You might want to bone up on the other manufacturers offerings. They don't have chains or hoses to connect either and have just two spring loaded pins to attach the plow to the truck.



IIRC, I bought my Homie for around $2400 and installed it myself. But prices vary by region so as long as you shopped around and that's the best price, then that's the best you can do.

At the time, it was not recommended for my truck so no one would install it. They too charged around $300 to install and that's a deal I would have gladly accepted. It bascially took a weekend to build and install it. Congrats on the decision!


----------



## Ironwood

*true*



nbenallo33;509480 said:


> what i dont believe that!


Same here in MI. 3400 installed with dp & remote.


----------



## Clint

I've had my Suburbanite installed on my Jeep in Oct, we've got alot of snow, slush, and Ice here this winter in NH, and the Suburbanite has performed well. Back dragging is ok, but I'm not back dragging enough to pay the extra for a Sno-way which was about 1k more than my Suburbanite 3k installed.


----------



## blueline38

*suburbanite*

have had mine for three winters now. I was and am very impressed with its performance for the size and price. be prepared for the trip bar to bend but mine bent once and has not gotten worse so i've left it alone. the plow is extremely light weight and adds little stress to the truck.


----------



## SteveJ

snowfighter75;509379 said:


> My minds made up! I'm going with a suburbanite. Just off the phone with dealer and got a price of $3100. Installed $3400. I think thats fair. Suburbanite and Homesteader same plow just different color. Dealer wants $3500+ install of $450 for the Steader. I'm goin with the Burbanite for next winter. Thanks for the help guys!!
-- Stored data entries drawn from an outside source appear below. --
PR #244, opened 2021-11-23
plumb through !cgo golang tags that removes pkcs11 support

### LINKED ISSUE #240: Disable PKCS11 with `purego` build tag
**Description**

The need for `cgo` to build `PKCS11` support makes using an M1 macbook -> GKE kind of a pain because `CGO_ENABLED=1` doesn't work.  The go community has adopted the build tag `purego` to disable things requiring `cgo` in environments that only support `purego`, so I think we should plumb through logic to disable the PKCS11 support when `purego` is specified.

cc @dlorenc @vaikas @bobcallaway

vaikas:
#### Summary

If specifying golang env `CGO_ENABLED=0`, remove the code that uses PKCS11, because it depends on C. By default, nothing changes, this is just purely an option you must specify.

#### Ticket Link

Fixes #240 

#### Release Note

```release-note
 * Make it possible to build the binary in pure go mode by specifying `CGO_ENABLED=0`. Because pkcs11 support requires C support, when specifying this option, it does remove the support for `createca` command.
 * Fixes #240 
```

### DIFF
--- a/.ko.yaml
+++ b/.ko.yaml
@@ -3,9 +3,7 @@ builds:
 - main: .
   env:
   - CGO_ENABLED=1
-# If you are deploying from M1, you can use this (uncomment this, and
-# comment above), though it does remove the support for the "createca" command.
+# If you are deploying from M1, you can use this (uncomment below, and
+# comment out above), though it does remove the support for the "createca" command.
 # But at least you can deploy it from M1 using this.
-#- main: .
-#  flags:
-#  - -tags=purego
+#  - CGO_ENABLED=0
--- a/.ko.yaml
+++ b/.ko.yaml
@@ -3,3 +3,9 @@ builds:
 - main: .
   env:
   - CGO_ENABLED=1
+# If you are deploying from M1, you can use this (uncomment this, and
+# comment above), though it does remove the support for the "createca" command.
+# But at least you can deploy it from M1 using this.
+#- main: .
+#  flags:
+#  - -tags=purego
--- a/cmd/app/createca.go
+++ b/cmd/app/createca.go
@@ -1,3 +1,6 @@
+//go:build !purego
+// +build !purego
+
 // Copyright 2021 The Sigstore Authors.
 //
 // Licensed under the Apache License, Version 2.0 (the "License");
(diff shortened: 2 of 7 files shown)


.ko.yaml
```diff
@@ -3,3 +3,9 @@ builds:
 - main: .
   env:
   - CGO_ENABLED=1
+# If you are deploying from M1, you can use this (uncomment this, and
+# comment above), though it does remove the support for the "createca" command.
+# But at least you can deploy it from M1 using this.
+#- main: .
+#  flags:
+#  - -tags=purego
```
mattmoor, line 11: This may be contentious, but my personal bias would be towards making the configs we check in by default maximally approachable by contributors.

I believe here that translates to opting INTO pkcs11 support here (like we do in cosign) vs. opting out (as this PR currently does).

Here's where cosign is doing this for `pivkey`: https://github.com/sigstore/cosign/blob/a064fabac961be65bee810369e8b34c66ef265bd/cmd/cosign/cli/piv_tool_disabled.go#L2

It looks like it is using a `cgo` tag, that I didn't come across in my search, which I wonder if it's set automatically 🤔

mattmoor: cc @dlorenc @lukehinds @bobcallaway

vaikas: Make up your mind, you want purego or cgo? :) 

A data point (maybe crappy, but a data point regardless), is that while I was struggling with why the config was not working (spoiler, I was using older version of ko), things didn't work. Then I updated ko and things started working (I reckon it started passing the tags flag to go build), so not sure it would work out of the box. But, in any case, I'm happy to change the tags to whatever we want them to be.

Also wanted to make sure I don't break any folks that are expecting the pkcs11 support by turning off something by this change, so went for the opt-out.

mattmoor: I just played a little locally and it seems that the `cgo` tag is automatically defined unless `CGO_ENABLED=0` is set, at which point the `purego` tag is set.

What didn't work with `ko` was likely the support for `goreleaser` config in the `.ko.yaml`, which is relatively new.  Previously you had to `export GOFLAGS=...`

mattmoor: I take that back.  Only `cgo` is automatically set, `purego` is not.  Let's use `cgo` instead?

lukehinds: If this keeps cgo by default and provides a toggle to implement purego as an option, I am good with that.

vaikas: I missed this when reading this the first time:
```
I believe here that translates to opting INTO pkcs11 support here (like we do in cosign) vs. opting out (as this PR currently does).
```
The PR as was (I'm changing the tag) does opt INTO pkcs11, because you had to uncomment the lines to get the non-pkcs11 support? @mattmoor did I misunderstand what you meant by this?

mattmoor (approved):
Let's land the support and then we can talk about what defaults make the most sense for `cgo`, no need to hold this up.

.ko.yaml
mattmoor: My bias was towards `CGO_ENABLED=0` by default, but I'd rather land this as-is, and change that later since it seems at least mildly contentious.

Too bad you're WAY up in NS. I have a guy around me selling a BRAND NEW BLIZZARD SNOW PLOW, "680LT" for $1500 bucks.


----------



## F150dash

snowfighter75;509379 said:


> My minds made up! I'm going with a suburbanite. Just off the phone with dealer and got a price of $3100. Installed $3400. I think thats fair. Suburbanite and Homesteader same plow just different color. Dealer wants $3500+ install of $450 for the Steader. I'm goin with the Burbanite for next winter. Thanks for the help guys!!
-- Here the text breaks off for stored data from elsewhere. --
PR #248, opened 2021-11-24
fix: go install complain missing version when dir not in module

tuananh:
Signed-off-by: Tuan Anh Tran <me@tuananh.org>

#### Summary

go install `delve` will complain missing version when directory not in module (in Dockerfile) so we will include the `@latest` version when install.

```
go install: version is required when current directory is not in a module
```

#### Ticket Link

Fixes

#### Release Note

```release-note

```


cpanato (commented):
lgtm

bobcallaway (approved):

Where did you find a dealer for the suburbanite? The closet I can find is in Dartmouth. I also saw that you contacted a snowway dealer. was that in Nova Scotia cause I can't find one around here.


----------



## snowfighter75

Yes it was Dartmouth and the sno-way dealer was Newfoundland which was the closest. I'm not goin with a sno-way anyway, too much money for what you are getting.


----------



## snowfighter75

Stevej, I looked into blizzard but they do not make mount for my truck. 2000 s10 4x4 ext. cab. But thats a great deal for someone for sure. they look like a desent plow.


----------



## F150dash

Yeah I checked with the dealer in Newfoundland and it was $5600+ shipping and tax. I think I may go with the western sub


----------



## blueline38

for the guys wondering if the suburbanite will hold up. I woke up with two feet and got another foot throughout the day. Here's the pic!


----------



## blueline38




----------



## KGRlandscapeing

new2chevy;522725 said:


>


i personaly think ur a cheap skate get a real plow buts alot of snow i think u spent to much money on the truck to should of got a ford.


----------



## blueline38

i had an 02 f150 and had nothing but problems. put over $3,000 into it over a two year period. I bought this plow with the ford because it was the biggest plow they would put on it. i bought this chevy used so i bought it for about $10,000 less than the person who bought it new!!


----------



## AbsoluteH&L

How was the tranny temp today?


----------



## blueline38

haven't driven it yet............i'm going to go over to the dealer and make the apt. for the cooler. I'm going to take the plow off and see how it does


----------



## KGRlandscapeing

new2chevy;522745 said:


> i had an 02 f150 and had nothing but problems. put over $3,000 into it over a two year period. I bought this plow with the ford because it was the biggest plow they would put on it. i bought this chevy used so i bought it for about $10,000 less than the person who bought it new!!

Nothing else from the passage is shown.